• [Directions for this task]:
Transcribe the following entries word for word. End with the line where "fix https://github.com/microsoft/pxt-arcade/issues/2371; this" appears.

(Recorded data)
--- --- ---

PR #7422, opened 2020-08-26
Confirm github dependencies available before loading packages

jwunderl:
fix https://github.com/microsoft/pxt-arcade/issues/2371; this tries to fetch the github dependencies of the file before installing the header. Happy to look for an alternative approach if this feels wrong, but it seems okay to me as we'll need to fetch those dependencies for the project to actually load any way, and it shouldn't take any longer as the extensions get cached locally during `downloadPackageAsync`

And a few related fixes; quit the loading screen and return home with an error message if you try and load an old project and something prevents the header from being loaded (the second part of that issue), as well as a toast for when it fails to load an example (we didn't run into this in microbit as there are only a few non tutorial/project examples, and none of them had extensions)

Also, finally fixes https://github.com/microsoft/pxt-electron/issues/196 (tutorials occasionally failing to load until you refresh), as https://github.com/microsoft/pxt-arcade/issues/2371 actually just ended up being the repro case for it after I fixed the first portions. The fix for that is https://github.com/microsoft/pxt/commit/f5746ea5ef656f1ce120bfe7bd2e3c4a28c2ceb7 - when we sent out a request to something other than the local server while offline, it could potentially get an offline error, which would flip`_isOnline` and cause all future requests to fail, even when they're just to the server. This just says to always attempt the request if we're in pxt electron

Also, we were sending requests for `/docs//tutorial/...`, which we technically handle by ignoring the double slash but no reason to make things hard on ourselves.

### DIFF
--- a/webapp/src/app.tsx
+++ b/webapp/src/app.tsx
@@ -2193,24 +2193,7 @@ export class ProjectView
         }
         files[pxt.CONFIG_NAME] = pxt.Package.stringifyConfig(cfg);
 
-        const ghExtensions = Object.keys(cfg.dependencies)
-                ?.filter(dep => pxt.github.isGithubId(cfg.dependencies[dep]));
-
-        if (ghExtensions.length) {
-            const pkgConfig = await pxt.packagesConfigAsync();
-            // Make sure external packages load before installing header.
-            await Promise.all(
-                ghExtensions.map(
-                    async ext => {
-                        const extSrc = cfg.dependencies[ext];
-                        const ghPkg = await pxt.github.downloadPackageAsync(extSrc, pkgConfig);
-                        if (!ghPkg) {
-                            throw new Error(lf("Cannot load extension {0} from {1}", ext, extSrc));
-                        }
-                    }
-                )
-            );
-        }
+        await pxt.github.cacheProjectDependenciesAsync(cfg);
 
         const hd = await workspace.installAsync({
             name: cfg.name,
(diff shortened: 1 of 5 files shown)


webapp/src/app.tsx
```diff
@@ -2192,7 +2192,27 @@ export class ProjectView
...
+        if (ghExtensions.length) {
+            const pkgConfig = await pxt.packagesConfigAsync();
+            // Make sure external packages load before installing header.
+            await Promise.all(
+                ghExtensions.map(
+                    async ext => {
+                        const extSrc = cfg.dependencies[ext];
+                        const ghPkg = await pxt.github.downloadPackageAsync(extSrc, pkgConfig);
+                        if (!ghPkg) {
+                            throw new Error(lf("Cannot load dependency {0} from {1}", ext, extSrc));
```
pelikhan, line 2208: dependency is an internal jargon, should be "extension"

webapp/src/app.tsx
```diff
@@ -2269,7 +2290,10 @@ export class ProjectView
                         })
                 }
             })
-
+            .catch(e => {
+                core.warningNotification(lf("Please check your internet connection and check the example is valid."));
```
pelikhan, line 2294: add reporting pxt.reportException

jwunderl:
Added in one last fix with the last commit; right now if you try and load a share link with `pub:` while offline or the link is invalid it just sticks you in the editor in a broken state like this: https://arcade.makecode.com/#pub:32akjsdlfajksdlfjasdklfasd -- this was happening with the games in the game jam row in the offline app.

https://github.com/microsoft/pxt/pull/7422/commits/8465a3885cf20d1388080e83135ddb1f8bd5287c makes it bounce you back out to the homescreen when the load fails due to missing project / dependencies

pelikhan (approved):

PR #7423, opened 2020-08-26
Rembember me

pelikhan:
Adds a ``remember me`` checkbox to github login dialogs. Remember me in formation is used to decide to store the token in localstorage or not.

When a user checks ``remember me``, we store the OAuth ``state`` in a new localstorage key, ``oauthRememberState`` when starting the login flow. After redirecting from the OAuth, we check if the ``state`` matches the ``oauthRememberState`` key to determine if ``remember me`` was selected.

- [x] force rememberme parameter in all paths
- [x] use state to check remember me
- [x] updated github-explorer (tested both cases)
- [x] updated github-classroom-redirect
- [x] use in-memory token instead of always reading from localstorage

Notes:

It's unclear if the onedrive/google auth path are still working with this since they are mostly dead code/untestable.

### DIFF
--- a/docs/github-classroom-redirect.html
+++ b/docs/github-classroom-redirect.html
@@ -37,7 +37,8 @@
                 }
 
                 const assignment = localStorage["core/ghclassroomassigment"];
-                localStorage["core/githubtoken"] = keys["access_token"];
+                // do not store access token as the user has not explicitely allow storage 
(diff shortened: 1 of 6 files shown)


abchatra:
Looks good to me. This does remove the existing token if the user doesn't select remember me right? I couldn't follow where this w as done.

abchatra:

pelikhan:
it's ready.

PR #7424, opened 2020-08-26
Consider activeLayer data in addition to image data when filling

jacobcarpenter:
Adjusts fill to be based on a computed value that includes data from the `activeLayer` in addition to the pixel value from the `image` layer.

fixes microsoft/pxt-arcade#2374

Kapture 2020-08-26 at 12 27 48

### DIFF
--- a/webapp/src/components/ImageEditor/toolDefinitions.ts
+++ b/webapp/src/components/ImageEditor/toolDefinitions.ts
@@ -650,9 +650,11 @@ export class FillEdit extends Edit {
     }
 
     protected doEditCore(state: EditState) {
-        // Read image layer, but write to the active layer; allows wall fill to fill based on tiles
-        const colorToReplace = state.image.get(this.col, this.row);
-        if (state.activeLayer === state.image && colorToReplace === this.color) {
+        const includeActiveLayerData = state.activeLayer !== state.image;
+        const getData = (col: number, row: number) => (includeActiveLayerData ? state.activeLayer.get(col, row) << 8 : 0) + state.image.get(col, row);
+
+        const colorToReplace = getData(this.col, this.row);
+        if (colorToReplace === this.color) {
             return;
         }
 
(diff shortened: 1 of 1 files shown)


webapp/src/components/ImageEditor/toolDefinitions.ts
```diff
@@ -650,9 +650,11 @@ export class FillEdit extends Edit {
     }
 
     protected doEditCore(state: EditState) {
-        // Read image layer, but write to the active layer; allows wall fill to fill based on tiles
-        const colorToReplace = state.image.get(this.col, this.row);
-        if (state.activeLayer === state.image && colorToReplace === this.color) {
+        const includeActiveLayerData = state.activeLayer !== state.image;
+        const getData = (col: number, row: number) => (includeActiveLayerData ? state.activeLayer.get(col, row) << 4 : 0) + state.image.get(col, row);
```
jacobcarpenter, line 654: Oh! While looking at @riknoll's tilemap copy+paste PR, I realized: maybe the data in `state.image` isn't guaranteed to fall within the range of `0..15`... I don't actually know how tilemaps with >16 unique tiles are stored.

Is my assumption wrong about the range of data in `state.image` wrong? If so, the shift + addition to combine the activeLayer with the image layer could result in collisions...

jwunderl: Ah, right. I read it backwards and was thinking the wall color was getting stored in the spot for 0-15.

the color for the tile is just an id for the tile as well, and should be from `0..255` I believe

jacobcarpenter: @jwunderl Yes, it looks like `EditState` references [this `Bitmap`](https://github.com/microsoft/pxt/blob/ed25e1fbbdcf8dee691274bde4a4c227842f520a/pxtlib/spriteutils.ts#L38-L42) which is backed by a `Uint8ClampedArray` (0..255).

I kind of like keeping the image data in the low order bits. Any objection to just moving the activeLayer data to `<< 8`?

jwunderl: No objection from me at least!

--- --- ---

• [Answer to this problem]:
PR #7422, opened 2020-08-26
Confirm github dependencies available before loading packages

jwunderl:
fix https://github.com/microsoft/pxt-arcade/issues/2371; this tries to fetch the github dependencies of the file before installing the header. Happy to look for an alternative approach if this feels wrong, but it seems okay to me as we'll need to fetch those dependencies for the project to actually load any way, and it shouldn't take any longer as the extensions get cached locally during `downloadPackageAsync`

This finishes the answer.